Below is some data. Retype exactly the lines starting at the one with "Improvement femr60 users" and ending at the one with "-27,6 +27,15 @@ import java.util.List;".

### DATA EXTRACTS
-------------------------
PR #444, opened 2015-11-14
Improvement femr60 users and trips (incomplete)

kevinzurek:
-Lets the superuser add users to a trip
-Removes the default admin user from the user list
-Fixes broken patient searching from the last pull request i did

### DIFF
--- a/app/femr/business/services/core/IMissionTripService.java
+++ b/app/femr/business/services/core/IMissionTripService.java
@@ -27,6 +27,15 @@ import java.util.List;
 public interface IMissionTripService {
 
     /**
+     * Adds a list of users to a trip.
+     *
+     * @param tripId id of the trip to add users to, not null
+     * @param userIds list of user ids being added to the trip, not null
+     * @return the current trip or null if an error occurs
+     */
+    ServiceResponse<MissionTripItem> addUsersToTrip(int tripId, List<Integer> userIds);
+
+    /**
      * Retrieve the current trip information.
      *
      * @return the current trip or null if an error occurs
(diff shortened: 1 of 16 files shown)


kdunlap:
The SuperUser admin page for editing trips bugs out with the cities dictionary in the mission_cities table (90k entries). While this is an extreme case and we've already decided that the dictionary probably shouldn't live in the mission_cities table, its worth looking into for the long term.

kevinzurek:
Right now, the country is auto-populated based on the city that you choose (fEMR doesn't have more than 10 cities in it outside the dictionary). If we have the user choose the country first, the cities can be populated based on the country.

On another note, the superuser currently has the ability to add cities to the mission_cities table so that it is possible to make sure the city they need exists when linking up to a trip (/superuser/trips/cities). If we add the city dictionary to this table, could we eliminate this functionality completely since, at least in theory, all the cities anyone could ever use would exist? I am not saying that it still shouldn't exist separately in the cleanse-generator... just questioning if it should exist in the mission_cities table inside fEMR. In fact, i think this is why we discussed uploading the GPS coordinates of the cities as well - so we could programatically map out where fEMR is used. 

I'm trying to tag AJ in this conversation, but it won't let me!!

kdunlap:
This makes sense. Gonna merge this since its not really a problem until we put a list of cities with Lat,Lng coords in there.

AJSclyn:
We are currently still in the works on adding to the mission_cities_table when the user clicks Other in the Cleanse Generator.  The problem that we'll run into is that the user needs to know the specified country ID to enter as well.  I've provided an update to the sql queries to include latitude and longitude coordinates that can be run into a fresh table.
image

kevinzurek:
The current scope of your work for the cleanse-generator is to hook up to the mission_cities table inside of the fEMR database, correct? If this is the case, we should do a pull request to get the city data loaded in especially for testing the city typeahead on Triage and the city selection that was the original topic of this pull request.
-------------------------
### TASK ANSWER
Improvement femr60 users and trips (incomplete)

kevinzurek:
-Lets the superuser add users to a trip
-Removes the default admin user from the user list
-Fixes broken patient searching from the last pull request i did

### DIFF
--- a/app/femr/business/services/core/IMissionTripService.java
+++ b/app/femr/business/services/core/IMissionTripService.java
@@ -27,6 +27,15 @@ import java.util.List;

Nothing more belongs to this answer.